ともかくそのド新車の走行距離444kmのハリアーで印象的だったのは、この夏の猛暑のさなか、めちゃんこエアコンが効く。ということである。空気の粒の一つひとつがキーンと冷えている。ああ。体が凍える。幸せ。トヨタの最近の評語であるところの「幸せの量産」とはこのことではあるまいか。人命にかかわる猛暑をはね返すエアコン。ありがたや、ありがたや。
すでに見慣れた風景なので記述が遅れたけれど、室内の高級感は“レザーパッケージ”ならではである。
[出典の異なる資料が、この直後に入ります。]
PR #172, opened 2018-12-02
Fix missing txs - refactor getTransactions

adyshimony:
The logic of txs slicing and search them in files didn't handle the case that a tx dropped.

Now we make sure that the total txs number is equal to the number the ui requested.
So after slice, verify that all txs in files, if some are dropped and missing, do it again recursively until returning the requested amount of txs.

### DIFF
--- a/src/modules/currency/wallet/currency-wallet-api.js
+++ b/src/modules/currency/wallet/currency-wallet-api.js
@@ -253,10 +253,11 @@ export function makeCurrencyWalletApi (
       }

兄弟車の「レクサスRX350h」(AWD)の709万円より、160万円以上もお求めやすい価格で、こんなにゴージャスなインテリアが手に入るのだ。賢い消費。ということばを思い浮かべるのは筆者のみにあらずだろう。
乗り心地だってRXに負けていない。国際商品のレクサスと比べると、タイヤ&ホイールはRXが21インチ、ハリアーの試乗車は19インチである。だけでなく、足まわりのセッティングがソフトに思える。ただ、ド新車ゆえ、サスペンションにあたりがついていない感もある。トーヨーの「プロクセス スポーツ」という高性能車用タイヤが選ばれていることもあるのかもしれない。ちょっとばかし底づき感というか、硬い感じがする。もっとも、これは、あえて申し上げれば、という個人の感想で、スポーティネスの表現と解することもできる。
ゆっくり穏やかに運転するべし
ステアリングのレスポンスは穏やかで、高速直進性がすこぶる高い。という味つけではない。日本国は新東名でも最高速120km/hだからして、それで十分。ズバーンッと、強烈に真っすぐに走ると、思わず飛ばしたくなるからご用心。キンキンに冷えた室内でゆったり、ぜいたくなレザー表皮のシートに包まれ、安全に目的地に到着すべく運転しようという、多くの方のための中型クロスオーバーSUVがハリアーであり、そういうマジメな市民の要望に見事に応えているからこそ、現行ハリアーは5年目を迎えてなお熱い支持を受けている。と筆者は考える。
そもそもハリアーは1997年発売の初代以来、高級クロスオーバーSUVのパイオニアである。前輪駆動ベースのちょっと背の高い中型ステーションワゴンの汎用(はんよう)性は、21世紀のこんにちでも揺るぎないものがある。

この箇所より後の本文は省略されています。